This method can answer key questions in the growth and morphology of stolons and rhizomes of different crops such as turfgrasses, meadows, and pastures. The main advantage of this technique is that stolon and rhizome length can be measured in samples with a large amount of biomass for which weight is the only parameter currently used. Collect samples using a soil core sampler.
Include the above ground biomass and a soil layer with an appropriate depth, depending on species to ensure collection of both stolons and rhizomes. Alternatively, define the surface area to collect with a frame and collect the samples with a spade. Label each sample with laboratory tape.
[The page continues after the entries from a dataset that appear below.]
PR #54, opened 2019-03-06
Mark entire StringRing as readable.

Lukasa:
Motivation:

We use a Bytebuffer as backing storage for a string ringbuffer to avoid
needing to reinvent that data structure ourselves. This used to work great
but NIO 2 recently changed the get* functions to trap if they accessed
memory outside the reader/writer indices.

We were never moving the writer index, instead treating the entire buffer
as valid. This led to preconditions, and sadness.

In an ideal world we'd only mark the bytes that are actually active as
readable to ensure that we have the defensive traps from bytebuffer. In
practice, that's a sufficiently complex thing to do that we're better
served just trusting our code and taking off the guard rails.

In future we should go back to seeing whether a CircularBuffer of strings
will work better, now that Strings are fast. I'll make that Johannes'
problem.

Modifications:

- Mark the entire backing buffer as readable.

Result:

Fewer crashes

### DIFF
--- a/Sources/NIOHPACK/StringRing.swift
+++ b/Sources/NIOHPACK/StringRing.swift
@@ -50,6 +50,7 @@ struct StringRing {
             newBytes.reserveCapacity(capacity)
             _ = newBytes.writeBytes(self._storage.viewBytes(at: r, length: w - r))
             self._storage = newBytes
+            self._storage.markAllReadable()
             self.moveHead(to: 0)
             self.moveTail(to: w - r)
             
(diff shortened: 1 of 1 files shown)


Sources/NIOHPACK/StringRing.swift
```diff
@@ -229,7 +232,7 @@ struct StringRing {
         }
         
         // single write, should be straightforward
-        self._storage.withVeryUnsafeBytes { ptr in
+        self.withVeryUnsafeBytes { ptr in
```
weissi: couldn't you use `withUnsafeReadableBytes` here given that you mark everything as readbale?

Lukasa: I could. Does it matter though?

weissi: no

PR #55, opened 2019-03-08
Remove flushability of streams when stream window size is set to zero.

glbrntt:
Motivation:

When setting the stream window size for a stream which had data but
couldn't write it (because of a zero window size) the stream would be
marked as flushable. Setting the window size to zero again would not
mark it as unflushable. On the following window (non-zero) resize it
would be marked as flushable again. However, since this is preceeded by
an assertion that it wasn't already marked as flushable it would cause a
crash.

Modifications:

- Mark the stream as unflushable if it previously had data which it
  couldn't write.

Result:

Fewer crashes

### DIFF
--- a/Sources/NIOHTTP2/OutboundFlowControlBuffer.swift
+++ b/Sources/NIOHTTP2/OutboundFlowControlBuffer.swift
@@ -103,6 +103,9 @@ internal struct OutboundFlowControlBuffer {
             if $0.hasPendingData && !hadData {
                 assert(!self.flushableStreams.contains($0.streamID))
                 self.flushableStreams.insert($0.streamID)
+            } else if !$0.hasPendingData && hadData {
+                assert(self.flushableStreams.contains($0.streamID))
+                self.flushableStreams.remove($0.streamID)
             }
         }
     }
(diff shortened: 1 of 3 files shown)


Tests/NIOHTTP2Tests/FlowControlHandlerTests.swift
```diff
@@ -440,6 +440,29 @@ class FlowControlHandlerTests: XCTestCase {
...
+        self.channel.createStream(streamOne, initialWindowSize: 0)
+
+        let writePromise = self.makeWritePromise()
+        let writtenBuffer = self.channel.writeDataFrame(streamOne, byteBufferSize: 15, promise: writePromise)
+        // The stream has data to write but the window size is zero, so it won't write.
+        self.channel.flush()
+
+        self.channel.updateStreamWindowSize(streamOne, newWindowSize: 15)
+        self.channel.updateStreamWindowSize(streamOne, newWindowSize: 0)
+        self.channel.updateStreamWindowSize(streamOne, newWindowSize: 15)
```
Lukasa: Can you update this test real quick? It'd be nice to have a quick `flush` and check of `receivedFrames` after `newWindowSize: 0` to prove that the stream really has been marked unflushable.

glbrntt:
@Lukasa I had to build this against NIO commit 83350741083ec8a0b36e67108dd352b2fe1c37e6 since there are breaking changes after that which haven't been resolved in nio-http2 yet.

Lukasa:

PR #61, opened 2019-03-14
Ensure preamble only gets sent once.

glbrntt:
Motivation:

In certain cases it was possible for preamble to be sent once; this
would lead to frames getting sent more than once which in turn would
break state machines.

Modifications:

- Check the state of the connection before sending preamble.
- Include a test to check.

Result:

More correct implementation


Sources/NIOHTTP2/ConnectionStateMachine/ConnectionStateMachine.swift
```diff
@@ -460,6 +460,16 @@ struct HTTP2ConnectionStateMachine {
             return false
         }
     }
+
+    /// Whether the preamble can be sent.
+    var canSendPreamble: Bool {
```
Lukasa: I think this needs to be more emphatic: `mustSendPreamble`.

Sources/NIOHTTP2/HTTP2ChannelHandler.swift
```diff
@@ -318,6 +318,8 @@ extension NIOHTTP2Handler {
 extension NIOHTTP2Handler {
     /// Issues the preamble when necessary.
     private func writeAndFlushPreamble(context: ChannelHandlerContext) {
+        guard self.stateMachine.canSendPreamble else { return }
```
Lukasa: NIO style is to avoid this single-line:

```swift
guard self.stateMachine.canSendPreamble else {
    return
}
```

Tests/NIOHTTP2Tests/ConfiguringPipelineTests.swift
```diff
@@ -105,4 +105,37 @@ class ConfiguringPipelineTests: XCTestCase {
...
+        let connectionPromise: EventLoopPromise<Void> = self.serverChannel.eventLoop.makePromise()
+
+        // Register the callback on the promise so we run it as it succeeds (i.e. before fireChannelActive is called).
+        let handlerAdded = connectionPromise.futureResult.flatMap {
+            // Use .server to avoid sending client magic.
+            self.serverChannel.configureHTTP2Pipeline(mode: .server)
+        }
+
+        self.serverChannel.connect(to: try SocketAddress(unixDomainSocketPath: "/fake"), promise: connectionPromise)
+        XCTAssertNoThrow(try connectionPromise.futureResult.and(handlerAdded).wait())
```
Lukasa: This `and` is unnecessary: the `flatMap` will cover it. You can just wait for `handlerAdded`.

Tests/NIOHTTP2Tests/ConfiguringPipelineTests.swift
```diff
@@ -105,4 +105,37 @@ class ConfiguringPipelineTests: XCTestCase {
...
+
+        let initialSettingsData: IOData? = try self.serverChannel.readOutbound()
+        XCTAssertNotNil(initialSettingsData)
+
+        guard case .byteBuffer(let initialSettingsBuffer) = initialSettingsData! else {
```
Lukasa: Rather than force unwrap here, let's do `guard case .some(.byteBuffer(let initialSettingsBuffer)) = initialSettingsData else {`

Lukasa:

PR #69, opened 2019-03-25
Allow changing MAX_FRAME_SIZE.

Lukasa:
Motivation:

SETTINGS_MAX_FRAME_SIZE is changeable: we should allow that change to
occur.

Modifications:

- Added fields for communicating MAX_FRAME_SIZE changes.
- Update the encoders/decoders as those settings change.
- Throw errors from the encoders/decoders if violated.

Result:

Users and remote peers can change MAX_FRAMES_SIZE.


Sources/NIOHTTP2/HTTP2FrameParser.swift
```diff
@@ -923,6 +929,7 @@ struct HTTP2FrameDecoder {
 struct HTTP2FrameEncoder {
     private let allocator: ByteBufferAllocator
     var headerEncoder: HPACKEncoder
+    var maxFrameSize: UInt32 = 1<<14
```
normanmaurer: I am not against using `<<` but I think most of the times people prefer to have the "real value" here. If you want to use `<<` maybe add some link / comment why this is a good default value.

Sources/NIOHTTP2/HTTP2FrameParser.swift
```diff
@@ -227,6 +227,7 @@ struct HTTP2FrameDecoder {
     internal var headerDecoder: HPACKDecoder
     private var state: ParserState
     private var allocator: ByteBufferAllocator
+    internal var maxFrameSize: UInt32 = 1<<14
```
normanmaurer: same as below

Sources/NIOHTTP2/HTTP2FrameParser.swift
Lukasa: Heh, it's a good default value because it's what the spec requires. ;) Will add.

normanmaurer: Thats what I assumed :D So adding a link to the spec is what we need :)

Lukasa:
Updated.

PR #71, opened 2019-03-25
Basic PRIORITY frame validation.

Lukasa:
Motivation:

In the future we'll want to use PRIORITY frames to provide feedback on
how we emit data. Additionally, RFC 7540 forbids certain kinds of
PRIORITY frame, which right now we tolerate receiving. We can design a
minor PRIORITY shim to ensure that we have a code path for PRIORITY data
to be passed around, and then use this shim to enforce RFC 7540's
requirements.

Modifications:

- Added support for PRIORITY frame data inbound.
- Enforce that frames may not establish self-dependency.

Result:

Better policing of RFC 7540 constraints.

### DIFF
--- a/Sources/NIOHTTP2/HTTP2Error.swift
+++ b/Sources/NIOHTTP2/HTTP2Error.swift
@@ -184,10 +184,20 @@ public enum NIOHTTP2Errors {
 
     /// A :status header was received with an invalid value.
     public struct InvalidStatusValue: NIOHTTP2Error {
-        var value: String
+        public var value: String
 
         public init(_ value: String) {
             self.value = value
+        }
+    }
+
+    /// A priority update was received that would create a PRIORITY cycle.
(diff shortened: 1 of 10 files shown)


Sources/NIOHTTP2/HTTP2Error.swift
```diff
@@ -184,12 +184,22 @@ public enum NIOHTTP2Errors {
...
 
         public init(_ value: String) {
             self.value = value
         }
     }
+
+    /// A priority update was received that would create a PRIORITY cycle.
+    public struct PriorityCycle: NIOHTTP2Error {
+        /// The affected stream ID.
+        public var streamID: HTTP2StreamID
```
normanmaurer: should this be a let ?

Lukasa: No: there is no reason to force fields on structures to be immutable if there is no invariant being broken by their mutation.

PR #81, opened 2019-03-27
Require END_STREAM to be set on trailers.

Lukasa:
Motivation:

RFC 7540 requires that the END_STREAM bit be set on a HEADERS frame that
sends trailers. We should enforce that.

Modifications:

- Require that the END_STREAM bit is set on trailers.

Result:

We reject more incorrect flows.

### DIFF
--- a/Sources/NIOHTTP2/HTTP2Error.swift
+++ b/Sources/NIOHTTP2/HTTP2Error.swift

To clean the biomass samples, place the sample in a large sieve with 0.5 to 1.5 millimeter openings, depending on stolon or rhizome size. The openings should be small enough to retain all stolons and rhizomes, but large enough to allow the soil particles to be removed. Clean the samples with a stream of water with enough power to remove soil particles without damaging the plants.
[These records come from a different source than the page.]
PR #84, opened 2019-03-28
Validate no uppercase characters in header field names.

Lukasa:
Motivation:

RFC 7540 forbids uppercase characters in header field names, but we
currently allow them. We shouldn't.

This is the first in a series of patches that will validate header blocks
when reasonable. As a result, it seems larger than necessary, as it adds
a bunch of scaffolding for extending with further validation code.

Modifications:

- Added header field validation scaffolding.
- Validates that header field names do not contain uppercase chars.
- Allows sending RST_STREAM frame before stream setup.

Result:

Better header field validation.

### DIFF
--- a/Sources/NIOHTTP2/HPACKHeaders+Validation.swift
+++ b/Sources/NIOHTTP2/HPACKHeaders+Validation.swift
@@ -1,0 +1,159 @@
+//===----------------------------------------------------------------------===//
+//
+// This source file is part of the SwiftNIO open source project
+//
+// Copyright (c) 2019 Apple Inc. and the SwiftNIO project authors
+// Licensed under Apache License v2.0
+//
+// See LICENSE.txt for license information
+// See CONTRIBUTORS.txt for the list of SwiftNIO project authors
+//
+// SPDX-License-Identifier: Apache-2.0
+//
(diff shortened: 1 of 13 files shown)


Sources/NIOHTTP2/HPACKHeaders+Validation.swift
```diff
@@ -0,0 +1,159 @@
...
+        }
+    }
+}
+
+/// An object that can be used to validate if a given header block is a valid request header block.
+fileprivate struct RequestBlockValidator { }
+
+extension RequestBlockValidator: HeaderBlockValidator {
+    fileprivate mutating func validateNextField(name: HeaderFieldName, value: String) throws {
+        return
```
normanmaurer: just interested... why we need a return here (+ in other "empty" functions)?

Lukasa: We don't, they could have empty bodies.

Lukasa: To clarify: I'm going to be extending these functions as I deal with other parts of RFC 7540 § 8.1.2. For now they are just spaces where code will go in future.

PR #284, opened 2017-07-11
www-dev_next-steps

kennethgillen:
This PR to include next steps for www-dev nginx config


sbesson:
Tested against `infra-testpr.openmicroscopy.org` by redeploying the playbook. All worked as expected. Do we need to reprovision from scratch?

kennethgillen:
It might be a good plan at one point, but not necessary yet I'd have thought. I was planning to continue adding config here for redirects.

sbesson:
:+1: Merging then.

PR #286, opened 2017-07-13
Website: second round of redirects

sbesson:
This PR should:

- use the latest released roles instead of custom branches
- consume the merge code for testing analytics /cc @joshmoore 
- uses the 404 page to handle undefined redirects
- add a new set of missing redirects reported during testing /cc @pwalczysko


kennethgillen:
👍  I'd propose merging this all as a basis for more polishing work continuing tomorrow morning.

sbesson:
Fine with getting this in as the current testing state. We can follow-up with adjustements following the secound round of testing. Merging to allow the deployment work on `ome-www` to get started.

PR #287, opened 2017-07-14
Use prod Jekyll configuration files with new jekyll_build roles

sbesson:
This PR removes the need for the manual symlinking of the built content by using an extra `_prod.yml` configuration file overriding the `baseurl`. This should also enable the latest Analytics code in the tested deployment.

Depends on:
- https://github.com/openmicroscopy/www.openmicroscopy.org/pull/92
- https://github.com/openmicroscopy/ansible-role-jekyll-build/pull/5


kennethgillen:
Thanks Seb

PR #289, opened 2017-07-14
Add example of testing for community content

manics:
An example of simple checks of the content of some pages. I'm not planning on adding any more, but @pwalczysko may want to add his own instead of manual testing.


kennethgillen:
👍 - thanks @manics

pwalczysko:
> @pwalczysko may want to add his own instead of manual testing.

@manics : would you have a minute tomorrow to get me into this please ? I am not sure I understand the structure and scope

PR #290, opened 2017-07-14
WWW cleanup

sbesson:
See https://trello.com/c/HZ3WNrmX/19-move-vault-lookup-to-the-inventory. Following the first round of testing, this PR performs a few cleanup actions:

- renames a few remaining places as `www` instead of `www-dev`
- switches back to the http://github.com/openmicroscopy/www.openmicroscopy.org repository for deploying the website
- removes the `vault` lookup step from the public playbook
- removes the deprecated Jinja template superseded by the usage of `openmicroscopy.nginx-proxy`


kennethgillen:
👍 - works, tested this branch against `ome-www-dev`

PR #293, opened 2017-07-18
ome-www deployment updates

kennethgillen:
updates to resize the LVM lvs and filesystems
also configured jekyll-build with a site name

### DIFF
--- a/ansible/server-state-playbooks/www/requirements.yml
+++ b/ansible/server-state-playbooks/www/requirements.yml
@@ -1,8 +1,5 @@
 ---
 
-- name: openmicroscopy.nginx
-  src:  https://github.com/openmicroscopy/ansible-role-nginx.git
-
 - name: openmicroscopy.nginx_proxy
   src: https://github.com/openmicroscopy/ansible-role-nginx-proxy.git
   version: 1.4.0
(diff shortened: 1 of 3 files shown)


kennethgillen:
Supporting config required: https://github.com/openmicroscopy/management_tools/pull/492

ansible/server-state-playbooks/www/requirements.yml
```diff
@@ -16,9 +13,6 @@
   src: https://github.com/openmicroscopy/ansible-role-jekyll-build.git
   version: 1.2.0
 
-- name: openmicroscopy.lvm-partition
```
sbesson: Is `lvm-partition` pulled as a dependency of another role? What happens if a deployment includes a version < 1.1.0?

ansible/server-state-playbooks/www/www.yml
```diff
@@ -58,6 +84,7 @@
       jekyll_build_git_repo: "https://github.com/openmicroscopy/www.openmicroscopy.org"
       jekyll_build_force_rebuild: True
       jekyll_build_config: ['_config.yml', '_prod.yml']
+      jekyll_build_name: www.openmicroscopy.org
```
sbesson: One more commit commit to reflect this change in https://github.com/openmicroscopy/infrastructure/blob/master/ansible/server-state-playbooks/www/www.yml#L212

ansible/server-state-playbooks/www/requirements.yml
kennethgillen: It won't be used by a sub-role I'd have thought, given it makes system-wide changes. Certainly not here.

sbesson:
Deployed successfully with @kennethgillen. Overall :+1: for the changes and using non-default deployment locations. Merging as the state of the live deployment.

ansible/server-state-playbooks/www/requirements.yml
manics: It's used by the docker role if you choose the custom storage option https://github.com/openmicroscopy/ansible-role-docker#custom-storage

Retrieve the clean samples and place them in a tray with paper towels, taking care to label the trays appropriately. Further clean the samples by removing roots and leaves with scissors. During this process, separate the stolons and rhizomes if needed and record additional information, such as the number of plants, tillers, and stolons per plant.
Place the stolons and rhizomes in paper labeled bags. Place the sample on a transparent plastic tray of the WinRHIZO standard scanning equipment. Manually place the stolons and rhizomes using laboratory forceps to minimize overlapping.
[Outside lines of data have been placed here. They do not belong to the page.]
PR #294, opened 2017-07-19
Redirects test extension

sbesson:
Following a discussion with @pwalczysko and @kennethgillen, this PR backports some of the redirects testing into the Python file

- moves the `tests` directory up one level to be under the same folder as the playbook
- updates the `HOST` variable to test the production website
- adds more example of tests including redirects to the legacy website

To test this PR:

```
cd ansible/server-state-playbooks/www
pip install -r tests/requirements.txt
py.test tests/check_redirects.py
```

NB: in the mid-run, this might be turned into a post-deployment task of the playbook so that it gets checked after each execution - see http://docs.ansible.com/ansible/test_strategies.html


pwalczysko:
The behaviour is as expected as tested following the test in the header of this PR. 
Ready to merge.

PR #298, opened 2017-08-18
Pin openmicroscopy.postgresql to 2.0.0

joshmoore:
While the PG role undergoes a few milestones for
the new 3.0 version, pin all requirements to the
latest stable, 2.0.0.

See https://github.com/openmicroscopy/ansible-role-postgresql/pull/6


manics:
Looks fine from my point of view.

PR #299, opened 2017-08-22
Clean up deprecated Jekyll playbooks

sbesson:
These playbooks were used for the initial website work and are now superseded
by the content under server-state-playbooks/www.


joshmoore:
uod-web is also in use by the vagrant file. Otherwise, this looks good. (The only mention of "jekyll" in MT is of "jekyll-build" and the only mention of "uod-web" is in a README recording a run.)

sbesson:
:+1: pushed the extra removal

PR #302, opened 2017-09-15
Initial provisioning of pg-int-testing

kennethgillen:
Creation of a new `server-state-playbook` for pg-int-testing to host PostgreSQL databases internally to be used for testing of some kind or another, as opposed to hosting databases for external or internal production systems.

Inventory: https://github.com/openmicroscopy/management_tools/pull/540

No doubt this could be refactored - we can redeploy the system and refactor the playbook later - I need it now, so created with this playbook.

Some fixes to come, e.g. renaming pg_dump vars (since it's not an OMERO server) and probably updating that in inventory etc too.

### DIFF
--- a/ansible/server-state-playbooks/pg-int-testing.yml
+++ b/ansible/server-state-playbooks/pg-int-testing.yml
@@ -1,0 +1,117 @@
+# Install PostgreSQL and prepare the OME (UoD/SLS) prerequisites
+
+- hosts: pg-int-testing.openmicroscopy.org
+  pre_tasks:
+    - name: Install open-vm-tools if system is a VMware vm
+      become: yes
+      yum:
+        name: open-vm-tools
+        state: latest
+      when: >
+           ((ansible_virtualization_type is defined)
+           and (ansible_virtualization_type == "VMware"))
+
+    # Perhaps alter the role at https://github.com/openmicroscopy/ansible-role-lvm-partition/
+    # to make some of the variables non-required.
+    - name: Resize root FS without altering mount options
+      tags: lvm
+      become: yes
+      lvol:
+        lv: root
+        vg: VolGroup00
+        size: "{{ provision_root_lvsize }}"
+        shrink: no
+
+  roles:
+
+    # Disk Layout - PostgreSQL | data dir on separate VG (SSD) 
+    - role: openmicroscopy.lvm-partition
+      tags: lvm
+      lvm_lvname: pgdata
+      lvm_vgname: "{{ provision_postgres_vgname }}"
+      lvm_lvmount: /var/lib/pgsql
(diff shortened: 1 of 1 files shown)


kennethgillen:
Also, this'll need some work to the `pg_hba.conf` no doubt. Possibly that's just different vars given to the role `openmicroscopy.postgresql` we'll find out.

ansible/server-state-playbooks/pg-int-testing.yml
```diff
@@ -0,0 +1,113 @@
...
+      tags: monitoring
+      stat:
+        path: "{{ check_mk_agent_plugin_path }}/mk_logwatch"
+      register: check_mk_logwatch_plugin_st
+
+    - name: Check_MK logwatch plugin | activate the plugin
+      tags: monitoring
+      become: yes
+      command: cp "{{ check_mk_agent_plugin_path }}/mk_logwatch" /usr/share/check-mk-agent/plugins/ creates=/usr/share/check-mk-agent/plugins/mk_logwatch
+      when: check_mk_logwatch_plugin_st.stat.exists
```
manics: Why would these plugins not exist if?

kennethgillen: To stop the whole playbook failing when
* The agent install didn't work for some reason
* If there's a change to the packaging of the agent

Some of the earlier systems don't have all the plugins, so I think point 2 may be relevant in that case.

kennethgillen: I can also see that bit of code being a function or put into the upstream role which accepts `plugin-name`, but that's for a refactor / ☔️  day

manics: This is a new playbook though, so shouldn't everything be working?

kennethgillen: It'd take longer to deploy a system if one were to whittle down working/tested code to only that which "should" be necessary every time. Every change introduces the chance of error, right?

manics: Ansible should give you a well-defined system. If there's uncertainty due to interactions between multiple roles or playbooks this should be highlighted as an issue (and we can decide whether to treat it as a known issue or a bug which needs fixing, as it may cause problems when someone else deploys a new system.

sbesson:
See also https://github.com/openmicroscopy/infrastructure/pull/303. This might have to be reopened against https://github.com/openmicroscopy/prod-playbooks

joshmoore:
Next step here?

kennethgillen:
Shutting this down. Will have to re-open.

kennethgillen:
re-opened on https://github.com/openmicroscopy/prod-playbooks/pull/121

PR #304, opened 2017-09-26
ci-linux-jenkins: Install devtoolset-4

rleigh-codelibre:
For installing devtoolset-4 on cowfish.


joshmoore:
Merging for deployment as part of `ci_v1`. We will need to handle the fact that once we unify the v1 and v2 playbooks in the single repository that there will be a duplication. That might also be the time to start moving to galaxy.

PR #311, opened 2018-03-02
Update gpfs doc with mmnfs for ces share management

manics:
Update gpfs doc


joshmoore:
Will be interesting to see if the addition of a protocol can be done on the fly (i.e. with downtime)

joshmoore:
`/uod/idr-scratch` updated to be read-write with nfs vers 3 on orca-5 & orca-6. cc @jburel

PR #241, opened 2018-04-17
Fix Stuck in Alarm

Paxy:
Fix Stuck in Alarm  state if $save_snapshot is false


EliasKotlyar:
Hello  @Paxy ,

many thanks for your contribution!

Greatings
Elias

Large samples may need to be split into sub-samples. Place the tray on the scanner surface, then turn on the scanner and start running the program. For further control in a saved image, check the image dpi in the Image menu by selection the command Image Acquisition Parameter.
For good classification of pixels belonging to the scanned organs, check the threshold and analysis by selecting the command Root Background Distinction. Check that the whole tray surface will be scanned in the Image menu by selecting the command Image Acquisition Parameter. Now, check the diameter class displayed for organs distribution per diameter in the graphic area above the scanned image.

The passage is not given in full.